# Alternative to wheelbarrow



## chinacap (May 25, 2010)

We are to the point of putting in signs on the local county recreation area singletrack. Need a way to carry 15-20 six foot carsonite signposts and the driver and starter. Is there a long, low, narrow trailer that could be pulled by one guy on singletrack without too much trouble? What do you use, and did you have to build your own?


----------



## bsieb (Aug 23, 2003)

My experience with this is that there can be a lot of stress on the bike frame. I used a BOB with a custom rack. Frame cracked at the rear dropouts. This was with the heavy driver and a dozen carsonite posts. YMMV.


----------



## Trail Ninja (Sep 25, 2008)

I've used a rescue litter similar to this. It's a walk-in wagon as opposed to ride-in but it will handle any terrain and a lot of weight.
Mule Litter Wheel with Handles
There are many incarnations of this design, do a little searching. No need to pay $1500 for one. Not that hard to build from a bike wheel.

I found a lighter version for half the price.
Advance Series Trail Technician


----------



## chinacap (May 25, 2010)

Thanks for the suggestions. We'll probably build something along the lines of the litter that one person can handle.
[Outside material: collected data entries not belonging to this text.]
PR #332, opened 2026-02-14
Add Cognito user pool policy and terminator

jonpspri:
## Summary

- Add IAM policy for `cognito-idp` operations (user pools, clients, domains, and managed login branding)
- Add `CognitoUserPool` terminator class to clean up stale user pools left by integration tests
- The terminator handles deleting user pool domains before the pool itself (required by AWS), while clients and branding are automatically cleaned up with the pool

## Related

Supports ansible-collections/community.aws#2412, which adds new Cognito modules (`cognito_user_pool`, `cognito_user_pool_client`, `cognito_user_pool_domain`, `cognito_managed_login_branding`) with integration tests that create user pool resources.

## Test plan

- [ ] Verify terminator lambda discovers and cleans up Cognito user pools
- [ ] Verify user pool domains are deleted before the pool
- [ ] Verify policy grants sufficient permissions for both integration tests and teardown

### DIFF
--- a/aws/policy/cognito.yaml
+++ b/aws/policy/cognito.yaml
@@ -1,0 +1,35 @@
+Version: '2012-10-17'
+Statement:
+
+  - Sid: CognitoServicesWhichDoNotIncurFees
+    Effect: Allow
+    Action:
+      - cognito-idp:CreateManagedLoginBranding
+      - cognito-idp:CreateUserClient
+      - cognito-idp:CreateUserPool
+      - cognito-idp:CreateUserPoolClient
+      - cognito-idp:CreateUserPoolDomain
+      - cognito-idp:DeleteManagedLoginBranding
+      - cognito-idp:DeleteUserPool
+      - cognito-idp:DeleteUserPoolClient
+      - cognito-idp:DeleteUserPoolDomain
+      - cognito-idp:DescribeManagedLoginBranding
+      - cognito-idp:DescribeManagedLoginBrandingByClient
+      - cognito-idp:DescribeUserPool
+      - cognito-idp:DescribeUserPoolClient
+      - cognito-idp:ListUserPoolClients
+      - cognito-idp:TagResource
+      - cognito-idp:UntagResource
+      - cognito-idp:UpdateManagedLoginBranding
+      - cognito-idp:UpdateUserPool
+      - cognito-idp:UpdateUserPoolClient
+    Resource:
+      - 'arn:aws:cognito-idp:{{ aws_region }}:{{ aws_account_id }}:userpool/*'
+
+  - Sid: CognitoServicesWhichDoNotIncurFeesGlobal
+    Effect: Allow
+    Action:
+      - cognito-idp:ListUserPools
+      - cognito-idp:DescribeUserPoolDomain
+    Resource:
+      - '*'
--- a/aws/policy/application-security.yaml
+++ b/aws/policy/application-security.yaml
@@ -85,3 +85,36 @@ Statement:
       StringEquals:
         aws:RequestedRegion:
           - '{{ aws_region }}'
+
+  - Sid: CognitoServicesWhichDoNotIncurFees
+    Effect: Allow
+    Action:
+      - cognito-idp:CreateManagedLoginBranding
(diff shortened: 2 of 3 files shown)


aws/policy/cognito.yaml
```diff
@@ -0,0 +1,36 @@
+---
+Version: '2012-10-17'
+Statement:
+
+  - Sid: CognitoServicesWhichDoNotIncurFees
+    Effect: Allow
+    Action:
+      - cognito-idp:CreateManagedLoginBranding
+      - cognito-idp:CreateUserClient
```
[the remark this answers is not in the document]
jonpspri: Testing failed on this permission, so I'm not believing the permission does not exist.

aws/policy/cognito.yaml
```diff
@@ -0,0 +1,35 @@
...
+      - cognito-idp:CreateUserPool
+      - cognito-idp:CreateUserPoolClient
+      - cognito-idp:CreateUserPoolDomain
```
alinabuzachis, line 11:
```suggestion
      - cognito-idp:CreateUserPool*
```

aws/policy/cognito.yaml
```diff
@@ -0,0 +1,35 @@
...
+      - cognito-idp:DeleteManagedLoginBranding
+      - cognito-idp:DeleteUserPool
+      - cognito-idp:DeleteUserPoolClient
+      - cognito-idp:DeleteUserPoolDomain
```
alinabuzachis, line 15: Maybe we could also wildcard - cognito-idp:Describe*, but you can also have:

- cognito-idp:DescribeManagedLoginBranding*
- cognito-idp:DescribeUserPool*

aws/terminator/cognito.py
```diff
@@ -0,0 +1,32 @@
...
+    @property
+    def name(self):
+        return self.instance['Name']
+
+    @property
+    def created_time(self):
+        return self.instance['CreationDate']
+
+    def terminate(self):
+        # User pool domains must be deleted before the user pool can be deleted
```
alinabuzachis: Shouldn't the ManagedLoginBranding be deleted too?

alinabuzachis (commented):
Could you please move these files into existing ones? Maybe application-services?

aws/policy/cognito.yaml
alinabuzachis, line 15:
```suggestion
      - cognito-idp:DeleteUserPool*
```

aws/terminator/cognito.py
jonpspri: ⏺ No, you likely don't need a separate ManagedLoginBranding section in the terminator. Here's my reasoning:

  1. ManagedLoginBranding is a sub-resource of a User Pool — it exists only within a user pool and has no independent lifecycle. When the user pool is
  deleted, its branding should be cleaned up automatically by AWS.
  2. No list API exists — Unlike user pools (which have list_user_pools), there's no ListManagedLoginBrandings API. You can only DescribeManagedLoginBranding
  by ID or DescribeManagedLoginBrandingByClient by client+pool ID, making it impractical to create a standalone Terminator subclass that discovers these
  resources.
  3. The domain precedent is different — The existing CognitoUserPool.terminate() at aws/terminator/cognito.py:24-32 explicitly deletes user pool domains
  before the pool because domains are globally unique DNS resources that must be released before pool deletion. ManagedLoginBranding doesn't have that
  constraint.

  If it turns out that delete_user_pool fails when ManagedLoginBranding is present (which would be surprising), the right fix would be to add cleanup in the
  existing CognitoUserPool.terminate() method — enumerate branding via ListUserPoolClients + DescribeManagedLoginBrandingByClient and delete each one before
  calling delete_user_pool — similar to the domain handling pattern already there.

aws/policy/cognito.yaml
jonpspri: Not worth it for now -- there's plenty of room in this file and I dislike wildcarding any write-capable permissions.

jonpspri: (In truth, I dislike wildcarding ANY permissions, but you do what you have to do.)

PR #342, opened 2026-08-19
Add SageMaker Image IAM permissions and terminator

JanLikar:
## Summary

Adds the IAM permissions and terminator needed for the `sagemaker_image` integration tests in [ansible-collections/amazon.ai](https://github.com/ansible-collections/amazon.ai) (see PR [#54](https://github.com/ansible-collections/amazon.ai/pull/54)).

### `aws/policy/paas.yaml`

- Added `sagemaker:CreateImage`, `sagemaker:DescribeImage`, `sagemaker:UpdateImage`, `sagemaker:DeleteImage` to `AllowResourceRestrictedActionsWhichIncurNoFees` with resource `arn:aws:sagemaker:...:image/*`
- Added `sagemaker:ListImages`, `sagemaker:AddTags`, `sagemaker:DeleteTags`, `sagemaker:ListTags` to `AllowUnrestrictedResourceActionsWhichIncurNoFees`

### `aws/policy/security-services.yaml`

- Added `arn:aws:iam::aws:policy/AmazonSageMakerFullAccess` to the allowed `iam:PolicyArn` condition for `iam:AttachRolePolicy` so the test IAM role can be set up correctly

### `aws/terminator/paas.py`

- Added `SageMakerImage` terminator class to clean up leaked SageMaker Image resources after test runs, following the same pattern as the existing `SageMakerCodeRepository` terminator

PR #343, opened 2026-08-20
Redistribute ECR policies and clean up policy files

alinabuzachis:
## Summary

  - **Redistribute ECR** from `paas.yaml` to `storage-services.yaml` — natural fit alongside S3, EFS, Backup, and MemoryDB, and frees up space in `paas.yaml` for future
  SageMaker/Bedrock growth
  - **Fix typo**: `memorydb:DeleleSnapshot` → `memorydb:DeleteSnapshot` (silent permission bug — delete-snapshot was never actually granted)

Or use a pack animal.


----------



## fishbum (Aug 8, 2007)

2 wheeled canoe cart, a couple of nylon straps, and multiple trips!


----------



## zrm (Oct 11, 2006)

Sometimes there's no substitute for manpower hiking stuff in with back packs/pack boards. Bike trailers are great for many situations, but they definitely have limitations.


----------



## Trail Ninja (Sep 25, 2008)

There are plenty of options if 2 wheels will make it. This is one of my favourites. strap a plastic garbage can to it and it can be used to carry almost anything. I've never tried to attach one to a bike but if you're inventive... 
Around $50.


----------



## chinacap (May 25, 2010)

The handtruck is a great idea. I have one just like that with Stan's in the tires. I wasn't looking for something to pull with a bike, just something narrow enough to pull on singletrack to get more done with fewer trips..


----------



## warmonkey (Nov 8, 2005)

Check out folding game carts. They're usually rated for 300 lbs and the larger wheels are a lot easier to pull along a trail. I'm not sure if they're 29" or 650b...


----------



## brent878 (Apr 17, 2007)

Just get a honda wheel barrow. Should make it easy.


----------



## MOJO K (Jan 26, 2007)

I think the game-cart idea is the winner.


----------



## ray.vermette (Jul 16, 2008)

Anyone have any experience using game carts to move heavy rocks (ie 100-300lbs)? Will they hold up to the abuse? The larger wheels and foldability would be a plus for me, but I wonder if I can find one durable enough to last.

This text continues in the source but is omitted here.